• _Directions for this task_
The expected output is each line in the data below that includes the string "replaced".

• _Task data_
★ ★ ★ ★
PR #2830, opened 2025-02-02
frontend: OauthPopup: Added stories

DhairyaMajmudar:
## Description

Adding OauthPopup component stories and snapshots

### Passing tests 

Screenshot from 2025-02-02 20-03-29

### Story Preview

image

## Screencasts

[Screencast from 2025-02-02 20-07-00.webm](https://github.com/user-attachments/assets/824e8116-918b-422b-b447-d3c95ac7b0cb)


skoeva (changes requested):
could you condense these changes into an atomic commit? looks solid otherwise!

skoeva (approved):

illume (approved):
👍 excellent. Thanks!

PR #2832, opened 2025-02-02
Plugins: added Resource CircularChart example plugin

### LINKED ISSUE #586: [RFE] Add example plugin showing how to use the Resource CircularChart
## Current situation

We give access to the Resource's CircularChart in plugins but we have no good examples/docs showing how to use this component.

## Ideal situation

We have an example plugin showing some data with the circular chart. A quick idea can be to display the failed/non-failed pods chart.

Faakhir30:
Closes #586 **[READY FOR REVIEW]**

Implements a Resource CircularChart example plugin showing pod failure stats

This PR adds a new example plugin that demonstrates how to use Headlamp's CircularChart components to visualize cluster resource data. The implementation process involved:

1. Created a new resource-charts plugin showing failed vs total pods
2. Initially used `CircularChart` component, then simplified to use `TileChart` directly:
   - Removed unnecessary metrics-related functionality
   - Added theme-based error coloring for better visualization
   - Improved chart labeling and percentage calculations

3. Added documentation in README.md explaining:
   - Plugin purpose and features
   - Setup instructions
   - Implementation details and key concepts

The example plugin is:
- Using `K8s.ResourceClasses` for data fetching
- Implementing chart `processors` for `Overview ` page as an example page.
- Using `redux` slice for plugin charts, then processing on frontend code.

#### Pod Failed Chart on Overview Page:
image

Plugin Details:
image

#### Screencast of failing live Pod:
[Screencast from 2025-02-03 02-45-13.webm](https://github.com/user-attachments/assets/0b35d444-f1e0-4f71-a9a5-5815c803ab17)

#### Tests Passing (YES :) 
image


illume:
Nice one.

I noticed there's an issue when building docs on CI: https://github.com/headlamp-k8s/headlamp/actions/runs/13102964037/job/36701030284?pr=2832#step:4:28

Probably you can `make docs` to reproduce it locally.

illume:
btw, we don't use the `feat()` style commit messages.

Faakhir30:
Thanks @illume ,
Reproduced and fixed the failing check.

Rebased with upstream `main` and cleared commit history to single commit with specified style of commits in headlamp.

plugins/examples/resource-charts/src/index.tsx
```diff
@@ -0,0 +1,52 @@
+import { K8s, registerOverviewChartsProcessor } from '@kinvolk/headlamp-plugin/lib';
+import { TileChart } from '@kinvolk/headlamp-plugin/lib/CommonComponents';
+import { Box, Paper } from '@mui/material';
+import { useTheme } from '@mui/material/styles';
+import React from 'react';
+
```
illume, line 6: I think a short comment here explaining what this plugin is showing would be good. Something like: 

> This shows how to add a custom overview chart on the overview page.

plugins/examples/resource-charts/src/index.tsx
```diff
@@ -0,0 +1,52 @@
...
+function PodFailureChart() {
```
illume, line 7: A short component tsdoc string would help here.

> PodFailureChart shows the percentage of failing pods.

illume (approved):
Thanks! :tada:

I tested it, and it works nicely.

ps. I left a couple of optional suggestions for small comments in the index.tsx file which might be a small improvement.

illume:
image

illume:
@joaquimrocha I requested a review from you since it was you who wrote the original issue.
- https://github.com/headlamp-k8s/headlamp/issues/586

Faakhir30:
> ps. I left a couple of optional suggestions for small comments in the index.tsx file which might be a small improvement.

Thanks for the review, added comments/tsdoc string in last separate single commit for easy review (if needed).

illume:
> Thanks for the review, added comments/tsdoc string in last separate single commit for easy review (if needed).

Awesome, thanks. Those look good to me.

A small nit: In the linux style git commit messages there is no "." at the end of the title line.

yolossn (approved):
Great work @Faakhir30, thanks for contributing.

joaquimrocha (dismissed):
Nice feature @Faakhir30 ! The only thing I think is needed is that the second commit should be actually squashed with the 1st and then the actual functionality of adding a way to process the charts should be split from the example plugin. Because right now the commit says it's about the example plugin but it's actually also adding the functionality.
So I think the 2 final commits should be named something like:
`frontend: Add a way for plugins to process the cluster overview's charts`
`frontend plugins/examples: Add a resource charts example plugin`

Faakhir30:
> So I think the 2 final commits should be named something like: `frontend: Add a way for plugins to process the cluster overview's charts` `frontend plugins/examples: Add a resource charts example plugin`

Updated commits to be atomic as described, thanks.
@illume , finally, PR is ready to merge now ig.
★ ★ ★ ★
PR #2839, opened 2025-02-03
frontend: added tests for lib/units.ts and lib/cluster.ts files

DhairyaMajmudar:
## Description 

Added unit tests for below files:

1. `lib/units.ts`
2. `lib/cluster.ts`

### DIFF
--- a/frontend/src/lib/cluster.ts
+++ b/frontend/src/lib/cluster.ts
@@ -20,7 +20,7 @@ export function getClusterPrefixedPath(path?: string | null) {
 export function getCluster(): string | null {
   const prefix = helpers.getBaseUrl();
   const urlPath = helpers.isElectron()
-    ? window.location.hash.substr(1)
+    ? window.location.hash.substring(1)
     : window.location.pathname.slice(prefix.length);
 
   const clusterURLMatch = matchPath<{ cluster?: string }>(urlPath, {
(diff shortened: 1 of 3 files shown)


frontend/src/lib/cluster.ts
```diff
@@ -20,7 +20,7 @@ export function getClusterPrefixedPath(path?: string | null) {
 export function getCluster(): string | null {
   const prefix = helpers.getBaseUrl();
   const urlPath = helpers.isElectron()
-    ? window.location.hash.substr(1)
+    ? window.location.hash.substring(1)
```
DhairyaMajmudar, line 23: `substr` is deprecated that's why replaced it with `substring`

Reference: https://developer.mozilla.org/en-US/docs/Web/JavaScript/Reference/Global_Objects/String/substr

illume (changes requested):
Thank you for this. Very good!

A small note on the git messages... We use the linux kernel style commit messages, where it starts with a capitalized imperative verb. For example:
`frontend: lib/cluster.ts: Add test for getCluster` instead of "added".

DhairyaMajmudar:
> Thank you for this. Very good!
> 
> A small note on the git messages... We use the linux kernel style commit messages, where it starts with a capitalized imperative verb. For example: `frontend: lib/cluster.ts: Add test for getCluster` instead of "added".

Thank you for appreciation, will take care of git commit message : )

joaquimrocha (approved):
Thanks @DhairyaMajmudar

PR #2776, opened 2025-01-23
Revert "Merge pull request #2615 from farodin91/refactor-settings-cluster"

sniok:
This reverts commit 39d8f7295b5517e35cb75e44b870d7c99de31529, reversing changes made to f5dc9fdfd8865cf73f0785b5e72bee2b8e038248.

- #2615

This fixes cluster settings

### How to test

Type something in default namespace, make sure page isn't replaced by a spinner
★ ★ ★ ★
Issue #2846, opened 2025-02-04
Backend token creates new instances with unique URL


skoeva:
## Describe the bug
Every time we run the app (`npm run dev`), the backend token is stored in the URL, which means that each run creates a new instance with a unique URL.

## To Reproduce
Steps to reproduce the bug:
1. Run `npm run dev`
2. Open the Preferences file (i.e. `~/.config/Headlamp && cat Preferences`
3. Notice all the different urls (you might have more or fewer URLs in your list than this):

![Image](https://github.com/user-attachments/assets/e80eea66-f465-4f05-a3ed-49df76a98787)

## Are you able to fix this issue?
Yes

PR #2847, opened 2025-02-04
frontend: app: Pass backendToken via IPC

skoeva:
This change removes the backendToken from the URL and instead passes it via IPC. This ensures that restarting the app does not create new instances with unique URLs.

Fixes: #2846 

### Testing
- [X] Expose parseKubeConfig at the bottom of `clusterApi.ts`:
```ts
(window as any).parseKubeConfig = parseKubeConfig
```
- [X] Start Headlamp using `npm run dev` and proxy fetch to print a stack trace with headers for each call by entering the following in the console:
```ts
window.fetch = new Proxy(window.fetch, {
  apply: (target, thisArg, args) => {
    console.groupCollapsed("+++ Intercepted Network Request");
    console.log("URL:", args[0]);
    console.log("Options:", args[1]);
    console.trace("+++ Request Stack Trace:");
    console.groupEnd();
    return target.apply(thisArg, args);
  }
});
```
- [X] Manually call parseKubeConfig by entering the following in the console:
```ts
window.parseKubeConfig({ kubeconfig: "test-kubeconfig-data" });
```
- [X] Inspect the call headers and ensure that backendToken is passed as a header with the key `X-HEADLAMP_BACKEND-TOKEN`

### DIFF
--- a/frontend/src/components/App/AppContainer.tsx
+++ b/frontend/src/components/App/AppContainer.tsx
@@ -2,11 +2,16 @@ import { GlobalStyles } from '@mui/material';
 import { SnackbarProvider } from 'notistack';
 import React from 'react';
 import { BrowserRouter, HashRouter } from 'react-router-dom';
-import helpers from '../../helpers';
★ ★ ★ ★
• _Task result_
DhairyaMajmudar, line 23: `substr` is deprecated that's why replaced it with `substring`
Type something in default namespace, make sure page isn't replaced by a spinner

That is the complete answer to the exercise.